Physical mechanisms of the linear stabilization of convection by rotation

Despite the well-known limitations of linear stability theory in describing nonlinear and turbulent flows, it has been found to accurately capture the transitions between certain nonlinear flow behavior. Specifically, the transition in heat flux scaling in rotating convective flows can be well predicted by applying a linear stability analysis to simple profiles of a convective boundary layer. This fact motivates the present study of the linear mechanisms involved in the stability properties of simple convective setups subject to rotation. We look at an idealized two-layer setup and gradually add complexity by including rotation, a bounded domain, and viscosity. The two-layer setup has the advantage of allowing for the use of wave interaction theory, traditionally applied to understand stratified and homogeneous shear flow instabilities, in order to quantify the various physical mechanisms leading to the growth of convective instabilities. We quantitatively show that the physical mechanisms involved in the stabilization of convection by rotation take two different forms acting within the stratified interfacial region, and in the homogeneous mixed layers. The latter of these we associate with the tendency of a rotating flow to develop Taylor columns (TCs). This TC mechanism can lead to both a stabilization or destabilization of the instability and varies depending on the parameters of the problem.

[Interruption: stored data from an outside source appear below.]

PR #79, opened 2026-08-02
fix(colors): sync kitty colors with matugen (#75)

### LINKED ISSUE #75: Terminal colors do not sync with matugen
Changing the wallpaper re-themes the shell, GTK apps, KDE apps, fuzzel, hyprlock, cava and tmux — but the terminal keeps whatever colors it shipped with.

## Cause

`dots/.config/matugen/config.toml` declares templates for:

```
m3colors, hyprland, hyprlock, fuzzel, gtk3, gtk4, kde_colors, wallpaper, cava, tmux
```

There is **no terminal emulator template of any kind** — no kitty, foot, alacritty, wezterm, ghostty. `dots/.config/matugen/templates/` has no terminal directory either, and neither `scripts/colors/apply_matugen_app_themes.py` nor `install_matugen_app_themes.sh` mentions a terminal.

So this is a missing template, not a broken one. `tmux` being present makes it read as though terminal theming is covered when only the multiplexer *inside* the terminal is.

## Scope

Worth deciding which emulators to support before writing templates. Each needs a different reload mechanism, and that is usually the harder half:

- **kitty** — `kitty @ set-colors` over its remote-control socket, which requires `allow_remote_control` to be on. Falls back to needing a restart.
- **foot** — reads `~/.config/foot/foot.ini` at launch; no live reload for colors.
- **alacritty** — live-reloads its TOML on write.
- **ghostty** / **wezterm** — each has its own story.

`scripts/colors/switchwall.sh` is where the post-matugen hooks live and is the natural place to trigger whatever reload each emulator needs.

## Related

`sdata/deps-info.md` and the per-distro dep lists would need the emulator names if any reload path grows a binary dependency.

XephyLon:
Fixes #75.

## Problem
The wallpaper palette re-themed shell/GTK/KDE/fuzzel/hyprlock/cava/tmux, but kitty had no **matugen-native** template — it was the one GUI app with no `config.toml` entry.

## Finding
Kitty is *already* recolored on every wallpaper switch by a separate, non-matugen path: `switchwall.sh` → `applycolor.sh` → `apply_kitty()` regenerates `kitty-theme.conf` from the tuned `term0..15` terminal palette and live-reloads via `kill -SIGUSR1 $(pidof kitty)`. This PR adds a matugen-native source **in addition** to that (decision: keep both).

## Fix
- **`matugen/templates/kitty/colors.conf`** (new) — renders bg/fg, cursor(+text), selection, and `color0..15` from Material roles.
- **`matugen/config.toml`** — `[templates.kitty]` → `~/.config/kitty/colors-matugen.conf` (dedicated file, fuzzel pattern, so user kitty settings are never clobbered).
- **`kitty.conf`** — `include colors-matugen.conf` ordered **after** the existing theme include, so the matugen palette wins the 16 ANSI slots + bg/fg/cursor while the older file keeps its `color232-255` starship overrides and background-image block.
- **`apply_matugen_app_themes.py`** — `reload_kitty()`: guarded `kitty @ set-colors --all --configured <file>`, a no-op when kitty is absent / not running / remote control off (this repo ships RC off; running windows are recolored by `applycolor.sh`'s SIGUSR1 in the same switch).

## Color-slot mapping
Material 3 has only three accent hues + error, so ANSI names can't be honored literally: `color1/9 = error` (red stays an alert), `0/8 = surface_container_lowest/surface_variant`, `7/15 = on_surface_variant/on_surface` (neutrals), `2–6`/`10–14` cycle primary/secondary/tertiary and their fixed/dim variants.

## Testing
- `config.toml` parses with `tomllib` (11 templates, kitty present); `py_compile` clean on the edited script.
- Rendered the template with dummy hex (all 19 placeholders substituted) and had **kitty itself parse it through the include chain** (`kitty +runpy load_config`) — all colors resolve, no errors.
- No live wallpaper switch run (would mutate the system).


XephyLon:

XephyLon:
Added a CHANGELOG entry (`272fce1`). Filed under `### Added` rather than `### Fixed` since it's a new matugen template/capability layered on top of the existing terminal palette pass — say the word if you'd rather it read as Fixed to match the issue.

A simple criterion is found for classifying the influence of these physical mechanisms.

Figure 1

Sketch of the relevant elements in the two-layer convection setup that is used.

Figure 2

Schematic of the growth of a convectively unstable interface in a nonrotating frame. The red color is chosen to highlight the relationship between interfacial vorticity and vertical velocity at the interface; they are $\pi /2$ radians out of phase such that upwards (downwards) velocities are present in crests (troughs) of the interface displacement, inducing a growth of the interface.

Figure 3

(a) Plot of the dispersion relation for inviscid, unbounded, rotating convection in the two-layer setup. (b) The effects of including a boundary at a dimensionless distance of $H_{*}\equiv H/L_R$ from the interface. The different colored solid curves in (b) represent growth rates at differing values of $H_{*}$. The dashed curves in both panels are the rotating and nonrotating scalings.

Figure 4

Illustration of the mechanisms acting in rotating convection that lead to increased vertical velocities at the interface, as well as the misalignment of the interfacial vorticity with the ${\vec{k}}_{\perp }$ direction of baroclinic vorticity production. For brevity, only the interface and upper mixed layer are shown. Colors are used to group the vorticity sources with their associated velocities.

Figure 5

Growth rates in bounded rotating convection using an alternate nondimensionalization with $H$ as the length scale. The different colored curves represent growth rates at differing values of $\mathrm{\Pi }\equiv \left|\mathrm{\Delta }B\right|/\left(2f^{2}H\right)=(0.100,0.316,1.00,3.16,10.0)$. The gray region corresponds to conditions where the Taylor-column (TC) effect leads to a stabilization of convection, with destabilized convection at larger $\tilde{k}H$ outside.

Figure 6

Plot of the dispersion relation for viscous, nonrotating convection in the two-layer setup. Dimensional parameters are chosen to match the experiments of Davies-Wykes and Dalziel [37], namely, $\left|\mathrm{\Delta }B\right|=0.0137\mathrm{m}{\mathrm{s}}^{-2}$, $\nu =1.0\times {10}^{-6}{\mathrm{m}}^2{\mathrm{s}}^{-1}$. The two asymptotic scalings corresponding to inviscid buoyant growth [i.e., as in (18)], and the viscous damping are shown as the indicated dashed lines.

Figure 7

Plot of the dispersion relation for viscous, rotating convection in the two-layer setup. (a) and (b) correspond to rotation rates of $f=0.3,10{\mathrm{s}}^{-1}$, respectively. All other dimensional parameters are chosen as in Fig. 6. The three asymptotic scalings corresponding to inviscid buoyant growth [i.e., as in (18)], the viscous roll-off, and rotation-dominated convection are shown as the indicated dashed lines.

Figure 8

Sketch of the heuristic interpretation of the interfacial mechanism of stabilization by rotation. Labels (a), (b), and (c) refer to various aspects of the sketch that are referenced in the text, and colors indicate the alterations that are present when rotation is included.